(RECORDS TO PROCESS Opens)

PR #628, opened 2026-05-05
feat(agent-process): project lifecycle state from events

shaun0927:
## Summary

Adds the first #518 durable lifecycle state-model slice: `AgentProcessSnapshot` plus `project_agent_process_snapshot()`, a small read-model projection that reconstructs one agent-process lifecycle from existing `control.directive.emitted` rows.

## Why

#518 should move toward durable pause/resume/replay through additive EventStore contracts before widening live runtime behavior. The current `AgentProcessHandle` is in-memory; this PR creates the replayable read-model foundation that later CheckpointStore and replay work can depend on without inspecting live handles.

## Scope

- Adds `AgentProcessSnapshot` with process id, status, intent, directive count, last reason, and terminal helper.
- Projects only existing `target_type="agent_process"` / `aggregate_type="agent_process"` directive events.
- Skips malformed lifecycle rows instead of corrupting state.
- Adds tests for normal lifecycle projection, process filtering, and malformed-row tolerance.

## Risks

- This is intentionally not durable pause/resume yet; it only defines the read model that those slices should build on.
- It projects from the current `extra.lifecycle_status` / `extra.intent` fields, so future event-schema changes must preserve or migrate those fields.
- It does not query EventStore directly; callers still supply the replayed event rows.

## Verification

- `uv run ruff check src/ouroboros/orchestrator/agent_process.py tests/unit/orchestrator/test_agent_process.py`
- `uv run ruff format --check src/ouroboros/orchestrator/agent_process.py tests/unit/orchestrator/test_agent_process.py`
- `uv run pytest tests/unit/orchestrator/test_agent_process.py -q` → 18 passed
- `uv run mypy src/ouroboros/orchestrator/agent_process.py`

Refs #518.

### DIFF
--- a/src/ouroboros/orchestrator/agent_process.py
+++ b/src/ouroboros/orchestrator/agent_process.py
@@ -183,17 +183,15 @@ def project_agent_process_snapshot(
             continue
 
         raw_intent = extra.get("intent")
-        if not isinstance(raw_intent, str) or not raw_intent:
-            continue
+        intent = raw_intent if isinstance(raw_intent, str) and raw_intent else None
         raw_reason = data.get("reason")
-        if not isinstance(raw_reason, str) or not raw_reason:
-            continue
+        reason = raw_reason if isinstance(raw_reason, str) and raw_reason else None
         snapshot = AgentProcessSnapshot(
             process_id=event_process_id,
             status=status,
-            intent=raw_intent,
+            intent=intent,
             directive_count=(snapshot.directive_count if snapshot is not None else 0) + 1,
-            last_reason=raw_reason,
+            last_reason=reason,
         )
 
     return snapshot
--- a/src/ouroboros/orchestrator/agent_process.py
+++ b/src/ouroboros/orchestrator/agent_process.py
@@ -52,13 +52,14 @@ reference migrations in slices 4–6 of #518.
 from __future__ import annotations
 
 import asyncio
-from collections.abc import Awaitable, Callable
+from collections.abc import Awaitable, Callable, Iterable
 from dataclasses import dataclass, field
 from enum import StrEnum
 import logging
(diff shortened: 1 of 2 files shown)


shaun0927:
@ouroboros-agent please re-review the latest head. The stale cf661c9 blocker has been addressed: project_agent_process_snapshot now follows EventStore's canonical (timestamp, id) ordering rather than lifecycle-rank ordering, preserves optional metadata across minimal rows, and the timestamp-tie tests now pin deterministic IDs. Current CI is green across Ruff, MyPy, Bridge TypeScript, and Python 3.12/3.13/3.14 tests.

shaun0927:
@ouroboros-agent please re-review latest head 4515b819. The unordered-row blocker from 5fdf147 is now addressed by validating timestamp and id before appending rows to the sorted projection set, plus a regression test for an event-like row without ordering metadata. Current CI is green across Ruff, MyPy, Bridge TypeScript, and Python 3.12/3.13/3.14.

shaun0927:

This PR is a small #518 AgentProcess follow-up: it adds a replayable lifecycle snapshot projector over existing `control.directive.emitted` agent_process rows. It intentionally stays additive: no handler migration, checkpointing, or replay execution semantics are included here.

Risk profile: narrow but correctness-sensitive because this is a durable read model. The bot review drove the final contract: lifecycle status is the mandatory field; intent/reason are sticky optional metadata; projection follows EventStore's canonical `(timestamp, id)` ordering; malformed rows, including rows without comparable ordering metadata, are skipped instead of crashing reconstruction.

Verification: ouroboros-agent APPROVE; mergeable clean; Ruff, MyPy, Bridge TypeScript, and Python 3.12/3.13/3.14 CI are green.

(RECORDS TO PROCESS Closes)

EXERCISE GOAL: Would you reproduce all of the data exactly, without a single alteration?

WRITTEN RESPONSE:
PR #628, opened 2026-05-05
feat(agent-process): project lifecycle state from events

shaun0927:
## Summary

Adds the first #518 durable lifecycle state-model slice: `AgentProcessSnapshot` plus `project_agent_process_snapshot()`, a small read-model projection that reconstructs one agent-process lifecycle from existing `control.directive.emitted` rows.

## Why

#518 should move toward durable pause/resume/replay through additive EventStore contracts before widening live runtime behavior. The current `AgentProcessHandle` is in-memory; this PR creates the replayable read-model foundation that later CheckpointStore and replay work can depend on without inspecting live handles.

## Scope

- Adds `AgentProcessSnapshot` with process id, status, intent, directive count, last reason, and terminal helper.
- Projects only existing `target_type="agent_process"` / `aggregate_type="agent_process"` directive events.
- Skips malformed lifecycle rows instead of corrupting state.
- Adds tests for normal lifecycle projection, process filtering, and malformed-row tolerance.

## Risks

- This is intentionally not durable pause/resume yet; it only defines the read model that those slices should build on.
- It projects from the current `extra.lifecycle_status` / `extra.intent` fields, so future event-schema changes must preserve or migrate those fields.
- It does not query EventStore directly; callers still supply the replayed event rows.

## Verification

- `uv run ruff check src/ouroboros/orchestrator/agent_process.py tests/unit/orchestrator/test_agent_process.py`
- `uv run ruff format --check src/ouroboros/orchestrator/agent_process.py tests/unit/orchestrator/test_agent_process.py`
- `uv run pytest tests/unit/orchestrator/test_agent_process.py -q` → 18 passed
- `uv run mypy src/ouroboros/orchestrator/agent_process.py`

Refs #518.

### DIFF
--- a/src/ouroboros/orchestrator/agent_process.py
+++ b/src/ouroboros/orchestrator/agent_process.py
@@ -183,17 +183,15 @@ def project_agent_process_snapshot(
             continue
 
         raw_intent = extra.get("intent")
-        if not isinstance(raw_intent, str) or not raw_intent:
-            continue
+        intent = raw_intent if isinstance(raw_intent, str) and raw_intent else None
         raw_reason = data.get("reason")
-        if not isinstance(raw_reason, str) or not raw_reason:
-            continue
+        reason = raw_reason if isinstance(raw_reason, str) and raw_reason else None
         snapshot = AgentProcessSnapshot(
             process_id=event_process_id,
             status=status,
-            intent=raw_intent,
+            intent=intent,
             directive_count=(snapshot.directive_count if snapshot is not None else 0) + 1,
-            last_reason=raw_reason,
+            last_reason=reason,
         )
 
     return snapshot
--- a/src/ouroboros/orchestrator/agent_process.py
+++ b/src/ouroboros/orchestrator/agent_process.py
@@ -52,13 +52,14 @@ reference migrations in slices 4–6 of #518.
 from __future__ import annotations
 
 import asyncio
-from collections.abc import Awaitable, Callable
+from collections.abc import Awaitable, Callable, Iterable
 from dataclasses import dataclass, field
 from enum import StrEnum
 import logging
(diff shortened: 1 of 2 files shown)


shaun0927:
@ouroboros-agent please re-review the latest head. The stale cf661c9 blocker has been addressed: project_agent_process_snapshot now follows EventStore's canonical (timestamp, id) ordering rather than lifecycle-rank ordering, preserves optional metadata across minimal rows, and the timestamp-tie tests now pin deterministic IDs. Current CI is green across Ruff, MyPy, Bridge TypeScript, and Python 3.12/3.13/3.14 tests.

shaun0927:
@ouroboros-agent please re-review latest head 4515b819. The unordered-row blocker from 5fdf147 is now addressed by validating timestamp and id before appending rows to the sorted projection set, plus a regression test for an event-like row without ordering metadata. Current CI is green across Ruff, MyPy, Bridge TypeScript, and Python 3.12/3.13/3.14.

shaun0927:

This PR is a small #518 AgentProcess follow-up: it adds a replayable lifecycle snapshot projector over existing `control.directive.emitted` agent_process rows. It intentionally stays additive: no handler migration, checkpointing, or replay execution semantics are included here.

Risk profile: narrow but correctness-sensitive because this is a durable read model. The bot review drove the final contract: lifecycle status is the mandatory field; intent/reason are sticky optional metadata; projection follows EventStore's canonical `(timestamp, id)` ordering; malformed rows, including rows without comparable ordering metadata, are skipped instead of crashing reconstruction.

Verification: ouroboros-agent APPROVE; mergeable clean; Ruff, MyPy, Bridge TypeScript, and Python 3.12/3.13/3.14 CI are green.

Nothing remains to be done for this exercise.